Directions:
Copy out every entry precisely.

(Supplied data)

PR #496, opened 2018-07-05
KIALI-533 Session Timeout

aljesusg:
Everytime user refresh the website this sessiontimeout is updated, when the user refresh and the actual time pass the last time + hours in config file  user will need login again.

### DIFF
--- a/src/actions/NamespaceAction.ts
+++ b/src/actions/NamespaceAction.ts
@@ -51,6 +51,9 @@ export const fetchNamespacesIfNeeded = () => {
   return (dispatch, getState) => {
     if (shouldFetchNamespaces(getState())) {
       // Dispatch a thunk from thunk!
+      if (getState()['authentication']['token'] === undefined) {
+        return Promise.resolve();
+      }
       const auth = 'Bearer ' + getState().authentication.token.token;
       return dispatch(asyncFetchNamespaces(auth));
     } else {
--- a/src/pages/Login/LoginPage.tsx
+++ b/src/pages/Login/LoginPage.tsx
@@ -35,6 +35,10 @@ export default class LoginPage extends React.Component<LoginProps, LoginState> {
     };
   }
 
+  componentDidMount() {
+    document.documentElement.className = 'login-pf';
+  }
+
   handleChange = (e: any) => {
     const { name, value } = e.target;
     this.setState({ [name]: value });
--- a/src/actions/LoginActions.ts
+++ b/src/actions/LoginActions.ts
@@ -3,6 +3,9 @@ import * as API from '../services/Api';
 import { Token } from '../store/Store';
 import { HTTP_CODES } from '../types/Common';
 import { HelpDropdownActions } from './HelpDropdownActions';
+import { config } from '../config';
+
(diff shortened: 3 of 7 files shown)


src/actions/NamespaceAction.ts
```diff
@@ -51,6 +51,9 @@ export const fetchNamespacesIfNeeded = () => {
   return (dispatch, getState) => {
     if (shouldFetchNamespaces(getState())) {
       // Dispatch a thunk from thunk!
```
lucasponce: What means this comment ?

josejulio: I think that comment should be next to the `return dispatch(asyncFetchNAmespaces(auth))`

This `NamespaceAction` was the first Redux action file introduced to our code.
That  comment is there to show that we can dispatch a `thunk` from within a `thunk`
https://github.com/reduxjs/redux-thunk#whats-a-thunk

src/pages/Login/LoginPage.tsx
```diff
@@ -35,6 +35,10 @@ export default class LoginPage extends React.Component<LoginProps, LoginState> {
     };
   }
 
+  componentDidMount() {
+    document.documentElement.className = 'login-pf';
```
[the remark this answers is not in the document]
aljesusg: Should be dinamically if we use login or not, should be "layout-pf layout-pf-fixed" or "login-pf"

See componentDidMount of component [Navigation L99-L106](https://github.com/kiali/kiali-ui/blob/master/src/components/Nav/Navigation.tsx#L99-L106)

```typescript
  componentDidMount() {
    // Change layout-pf layout-pf-fixed by
    if (this.props.authenticated) {
      document.documentElement.className = 'layout-pf layout-pf-fixed';
    } else {
      document.documentElement.className = 'login-pf';
    }
}
```

abonas:
if the timeout is configurable, what's the default value and where can Kiali admin configure it? do we need something in the readme about it?

aljesusg:
Default value is 3 hours without refresh the browser, I'll do another PR for the Readme...we should add the configuration file details in the Readme you are right @abonas . Thanks

mtho11:
3 hours seems a bit high for a session timeout. Isn't 30 minutes more reasonable? Ideally, we would have a dialog box come up 1 minute before timeout saying "Your session will timeout in 1 minute. Would you like to extend your session for another 30 minutes?"

aljesusg:
Ok, I'll change it to 30' in the Readme PR, about the dialog box me should make a check every x seconds to control  it, actually when you refresh the browser the sessiontimeout rid updated to another 3 hours in the checkCredentials action.

mtho11:
The only reason I say anything about it is that it is kind of a security thing. When people walk away from their browser others can do bad things; so best to limit this to a smaller time period.

aljesusg:
Yes @mtho11 I agree with you , I was thinking how to do it the check ^^

aljesusg:
Documentation and change to 30 minutes https://github.com/kiali/kiali-ui/pull/500
I'll open a JIRA for the dialog box

aljesusg:
Created JIRA about dialog box https://issues.jboss.org/browse/KIALI-1117

PR #499, opened 2018-07-05
KIALI-840 Avoid sidebar to cover the service graph when resized

josejulio:
kiali-840

// cc: @mwringe

### DIFF
--- a/src/components/CytoscapeGraph/CytoscapeReactWrapper.tsx
+++ b/src/components/CytoscapeGraph/CytoscapeReactWrapper.tsx
@@ -41,7 +41,6 @@ type CytoscapeReactWrapperState = {};
  */
 export class CytoscapeReactWrapper extends React.Component<CytoscapeReactWrapperProps, CytoscapeReactWrapperState> {
   cy: any;
-  panzoom: any;
   divParentRef: any;
 
   constructor(props: CytoscapeReactWrapperProps) {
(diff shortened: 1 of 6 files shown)


src/components/CytoscapeGraph/CytoscapeReactWrapper.tsx
```diff
@@ -93,14 +92,14 @@ export class CytoscapeReactWrapper extends React.Component<CytoscapeReactWrapper
     );
 
     this.cy = cytoscape(opts);
-    this.panzoom = this.cy.panzoom();
```
josejulio: @israel-hdez updated this code, it returns the `cy` instance and receives the init arguments or the `destroy` command:
see: https://github.com/cytoscape/cytoscape.js-panzoom/blob/master/cytoscape-panzoom.js#L561

src/components/CytoscapeGraph/CytoscapeReactWrapper.tsx
```diff
@@ -93,14 +92,14 @@ export class CytoscapeReactWrapper extends React.Component<CytoscapeReactWrapper
...
+    // Receives object with default init values or 'destroy' command and returns cy instance
+    this.cy.panzoom();
+    this.cy.container().querySelector('.cy-panzoom').style.zIndex = -1;
```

(End Supplied data)

Solved exercise:
PR #496, opened 2018-07-05
KIALI-533 Session Timeout

aljesusg:
Everytime user refresh the website this sessiontimeout is updated, when the user refresh and the actual time pass the last time + hours in config file  user will need login again.

### DIFF
--- a/src/actions/NamespaceAction.ts
+++ b/src/actions/NamespaceAction.ts
@@ -51,6 +51,9 @@ export const fetchNamespacesIfNeeded = () => {
   return (dispatch, getState) => {
     if (shouldFetchNamespaces(getState())) {
       // Dispatch a thunk from thunk!
+      if (getState()['authentication']['token'] === undefined) {
+        return Promise.resolve();
+      }
       const auth = 'Bearer ' + getState().authentication.token.token;
       return dispatch(asyncFetchNamespaces(auth));
     } else {
--- a/src/pages/Login/LoginPage.tsx
+++ b/src/pages/Login/LoginPage.tsx
@@ -35,6 +35,10 @@ export default class LoginPage extends React.Component<LoginProps, LoginState> {
     };
   }
 
+  componentDidMount() {
+    document.documentElement.className = 'login-pf';
+  }
+
   handleChange = (e: any) => {
     const { name, value } = e.target;
     this.setState({ [name]: value });
--- a/src/actions/LoginActions.ts
+++ b/src/actions/LoginActions.ts
@@ -3,6 +3,9 @@ import * as API from '../services/Api';
 import { Token } from '../store/Store';
 import { HTTP_CODES } from '../types/Common';
 import { HelpDropdownActions } from './HelpDropdownActions';
+import { config } from '../config';
+
(diff shortened: 3 of 7 files shown)


src/actions/NamespaceAction.ts
```diff
@@ -51,6 +51,9 @@ export const fetchNamespacesIfNeeded = () => {
   return (dispatch, getState) => {
     if (shouldFetchNamespaces(getState())) {
       // Dispatch a thunk from thunk!
```
lucasponce: What means this comment ?

josejulio: I think that comment should be next to the `return dispatch(asyncFetchNAmespaces(auth))`

This `NamespaceAction` was the first Redux action file introduced to our code.
That  comment is there to show that we can dispatch a `thunk` from within a `thunk`
https://github.com/reduxjs/redux-thunk#whats-a-thunk

src/pages/Login/LoginPage.tsx
```diff
@@ -35,6 +35,10 @@ export default class LoginPage extends React.Component<LoginProps, LoginState> {
     };
   }
 
+  componentDidMount() {
+    document.documentElement.className = 'login-pf';
```
[the remark this answers is not in the document]
aljesusg: Should be dinamically if we use login or not, should be "layout-pf layout-pf-fixed" or "login-pf"

See componentDidMount of component [Navigation L99-L106](https://github.com/kiali/kiali-ui/blob/master/src/components/Nav/Navigation.tsx#L99-L106)

```typescript
  componentDidMount() {
    // Change layout-pf layout-pf-fixed by
    if (this.props.authenticated) {
      document.documentElement.className = 'layout-pf layout-pf-fixed';
    } else {
      document.documentElement.className = 'login-pf';
    }
}
```

abonas:
if the timeout is configurable, what's the default value and where can Kiali admin configure it? do we need something in the readme about it?

aljesusg:
Default value is 3 hours without refresh the browser, I'll do another PR for the Readme...we should add the configuration file details in the Readme you are right @abonas . Thanks

mtho11:
3 hours seems a bit high for a session timeout. Isn't 30 minutes more reasonable? Ideally, we would have a dialog box come up 1 minute before timeout saying "Your session will timeout in 1 minute. Would you like to extend your session for another 30 minutes?"

aljesusg:
Ok, I'll change it to 30' in the Readme PR, about the dialog box me should make a check every x seconds to control  it, actually when you refresh the browser the sessiontimeout rid updated to another 3 hours in the checkCredentials action.

mtho11:
The only reason I say anything about it is that it is kind of a security thing. When people walk away from their browser others can do bad things; so best to limit this to a smaller time period.

aljesusg:
Yes @mtho11 I agree with you , I was thinking how to do it the check ^^

aljesusg:
Documentation and change to 30 minutes https://github.com/kiali/kiali-ui/pull/500
I'll open a JIRA for the dialog box

aljesusg:
Created JIRA about dialog box https://issues.jboss.org/browse/KIALI-1117

PR #499, opened 2018-07-05
KIALI-840 Avoid sidebar to cover the service graph when resized

josejulio:
kiali-840

// cc: @mwringe

### DIFF
--- a/src/components/CytoscapeGraph/CytoscapeReactWrapper.tsx
+++ b/src/components/CytoscapeGraph/CytoscapeReactWrapper.tsx
@@ -41,7 +41,6 @@ type CytoscapeReactWrapperState = {};
  */
 export class CytoscapeReactWrapper extends React.Component<CytoscapeReactWrapperProps, CytoscapeReactWrapperState> {
   cy: any;
-  panzoom: any;
   divParentRef: any;
 
   constructor(props: CytoscapeReactWrapperProps) {
(diff shortened: 1 of 6 files shown)


src/components/CytoscapeGraph/CytoscapeReactWrapper.tsx
```diff
@@ -93,14 +92,14 @@ export class CytoscapeReactWrapper extends React.Component<CytoscapeReactWrapper
     );
 
     this.cy = cytoscape(opts);
-    this.panzoom = this.cy.panzoom();
```
josejulio: @israel-hdez updated this code, it returns the `cy` instance and receives the init arguments or the `destroy` command:
see: https://github.com/cytoscape/cytoscape.js-panzoom/blob/master/cytoscape-panzoom.js#L561

src/components/CytoscapeGraph/CytoscapeReactWrapper.tsx
```diff
@@ -93,14 +92,14 @@ export class CytoscapeReactWrapper extends React.Component<CytoscapeReactWrapper
...
+    // Receives object with default init values or 'destroy' command and returns cy instance
+    this.cy.panzoom();
+    this.cy.container().querySelector('.cy-panzoom').style.zIndex = -1;
```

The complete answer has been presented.